Na sua intervenção, Rubina Leal agradeceu o trabalho dos organizadores, patrocinadores e voluntários que, ao longo de décadas, têm assegurado a continuidade desta celebração. A presidente destacou o significado particularmente simbólico da edição deste ano, que coincide com os 250 anos da independência dos Estados Unidos da América, os 110 anos do clube madeirense do Santíssimo Sacramento e os 50 anos da Autonomia da Região Autónoma da Madeira, considerando que estas efemérides reforçam os laços históricos que unem a Madeira, Portugal e a comunidade luso-americana.

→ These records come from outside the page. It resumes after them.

Issue #328, opened 2018-07-10
change co-submission box


jsms90:
**Designs**
![image](https://user-images.githubusercontent.com/15656538/42562412-92ae4dbe-84f3-11e8-8507-b3e921e49cc4.png)
https://projects.invisionapp.com/share/N3LUQ8S5ARV#/screens/304489195

**Tasks**
- Remove 2nd input field
- Add Action link & functionality which generates new input field
- Maximum of two co-submissions - when 'include' is clicked, the action text ("Would you like to include another co-submission") hides & a second "Article" input field appears
- Second co-submission field is labelled as optional

tamlyn:
Current progress is on https://github.com/elifesciences/elife-xpub/tree/cosubmission

Still to do: 
 - [ ] update tests to use new data model
 - [ ] add the button to create the second field

tamlyn:
Sam's suggestion for validating arrays works:

```
cosubmission: yup
      // validate the array as an object to allow different requirements at different positions
      .object({
        '0': yup.object().shape({
          title: yup.string().required('Article title is required'),
        }),
        '1': yup.object().shape({
          title: yup.string(),
        }),
      })
      // transform array to object for the purpose of validation
      .transform((_, originalValue) =>
        originalValue.reduce(
          (obj, value, index) => ({ ...obj, [index]: value }),
          {},
        ),
      ),
```

diversemix:
Think the schema needs to be: 
```
const schema = yup.array().of(yup.object().shape({
		"title": yup.string().required('Article title is required'),
	})).max(2, "Cannot have more than 2 cosubmissions")
```

PR #358, opened 2018-07-12
Update Cosubmission design

diversemix:
#### Background

Changes the design of the cosubmission entries

#### Any relevant tickets
#328 

Locally


app/components/submission/ManuscriptMetadata/ManuscriptMetadata.js
```diff
@@ -63,45 +45,65 @@ const ManuscriptMetadata = ({ values, setFieldValue, setFieldTouched }) => (
...
-          label="Reference No"
-          name="submissionMeta.cosubmissionId"
-        />
-      </div>
-    </CheckboxGeneratedChild>
+      {values.submissionMeta.cosubmission.map((_, rowIndex) => (
+        // eslint-disable-next-line react/no-array-index-key
+        <Box key={rowIndex} mb={2}>
+          <ValidatedField
+            label="Article title"
```
tamlyn: I think we said that the label for the second field should have "(optional)" appended.

diversemix:
@tamlyn would appreciate you look over this again ... I've improved the yup validation (well it wasn't actually working before - hence the Next button not working) ... Also the tests for the second cosubmission - the selectors in `metadata.js` are used by adding a "namedAs" attribute onto the respective components. Not sure this is entirely the right way to do this - please comment :)

app/components/submission/ManuscriptMetadata/ManuscriptMetadataSchema.js
```diff
@@ -9,29 +9,23 @@ const schema = yup.object().shape({
...
+      .nullable(),
+    cosubmission: yup
+      // validate the array as an object to allow different requirements at different positions
+      .array()
+      .of(
+        yup.object().shape({
+          title: yup.string().required('Article title is required'),
+        }),
+      )
+      .max(2, 'Cannot have more than 2 cosubmissions'),
```
tamlyn: This would make sense but as the form is currently designed, this validation message would not be displayed anywhere. This is because it is validating the `cosubmission` key but we only display errors under fields and there is no field on the form with that key. This means the form would fail validation but the user would not know why (as you have already experienced).

app/components/submission/ManuscriptMetadata/ManuscriptMetadataSchema.js
```diff
@@ -9,29 +9,23 @@ const schema = yup.object().shape({
...
-      }),
+      .notOneOf([''], 'Article title is required')
+      .nullable(),
+    cosubmission: yup
+      // validate the array as an object to allow different requirements at different positions
+      .array()
+      .of(
+        yup.object().shape({
+          title: yup.string().required('Article title is required'),
+        }),
```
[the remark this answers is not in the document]
diversemix: Talking to @hdrury1 about this - and it is raising the question about the UI ... there may be a change so putting this back to WIP

app/components/submission/ManuscriptMetadata/ManuscriptMetadata.js
diversemix: Yup @hdrury1 confirmed

hdrury1:
**Further product recs**

- Checkbox label should read 'This manuscript is part of a co-submission'
- Checking this box should generate an input field, label 'Second article title'
- Clicking the 'add another co-submission' link should generate a new input field, label 'Third article title (optional)
- If the checkbox is ticked, there MUST be input in the first field
- Input in the second field is optional, and should not be validated against

**Designs**

Updated invision prototype screens (click the 'include' link): 
https://invis.io/X9LHWJ3BHMY#/304489195_wizard-Screen-3

diversemix:
@tamlyn ... made the updates after doing the debugging we started. Also the changes @hdrury1 requested. Please review.

app/components/submission/Mutations.js
```diff
@@ -0,0 +1,93 @@
...
+        ... on AuthorMetadata {
+          confirmed
+        }
+      }
+    }
+  }
+`
+
+export const GET_CURRENT_SUBMISSION = gql`
+  query CurrentSubmission {
```
tamlyn: This file contains both queries and mutations. I don't think it's worth splitting them into different files. Perhaps `operations.js` would be a better name for the file?

app/components/submission/WithCurrentSubmission.js
```diff
@@ -1,110 +1,69 @@
...
+
+/*
+ * Data Modifiers -
+ *    CosubmissionModifier
+ *
+ * These classes provide a common interface for the main class
+ * 'WithCurrentSubmission' to delgate transforming the data model to the
+ * view model.
+ */
+class CosubmissionModifier {
```
tamlyn: The data modifier concept is good. But given we don't use classes anywhere else in the codebase (except when forced to do so on some React components) I would avoid them here too for consistency. A plain object with three function properties would do the trick.

app/components/submission/Mutations.js
diversemix: sgtm

app/components/submission/WithCurrentSubmission.js
diversemix: Yeah - this is an interesting one. Without sparking a huge conversation - I am very much pro-class sort of a guy :) ... and certainly when looking at other react code - including PubSweet and other xpub apps, I would like to go the same way.... But I get your point!

app/components/submission/Mutations.js
damnhipster: In other places, we name the file `queries.js`, which I think is more apt.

A presidente afirmou que a Festa do Santíssimo Sacramento representa um testemunho da capacidade das comunidades portuguesas, e da madeirense em particular, para preservar e transmitir o seu património cultural além-fronteiras. Nesta ocasião, sublinhou ainda que a língua, a fé, os costumes e o sentimento de pertença continuam vivos graças ao empenho de sucessivas gerações de emigrantes, que souberam construir uma comunidade respeitada sem nunca perder a ligação às suas origens.
Rubina Leal prestou homenagem aos quatro fundadores da festa — Manuel Agrela, Manuel Coutinho, Manuel Sardinha Duarte e Manuel Gomes Sebastião, todos oriundos da Calheta, salientando que a visão e a determinação destes pioneiros permitiram criar uma celebração que, mais de um século depois, continua a reunir milhares de pessoas. Defendeu que honrar o legado dos “quatro Manuéis” passa por assegurar que esta tradição permaneça viva e continue a unir as novas gerações.
A encerrar a sua intervenção, a presidente da Assembleia Legislativa reafirmou que a Madeira acompanha com orgulho o percurso das suas comunidades espalhadas pelo mundo, assegurando que os madeirenses residentes no estrangeiro e os seus descendentes continuam a ser parte integrante da identidade da Região. “A Madeira nunca esquece as suas comunidades”, afirmou, deixando uma mensagem de reconhecimento pelo contributo que a diáspora continua a dar à afirmação da Madeira e de Portugal.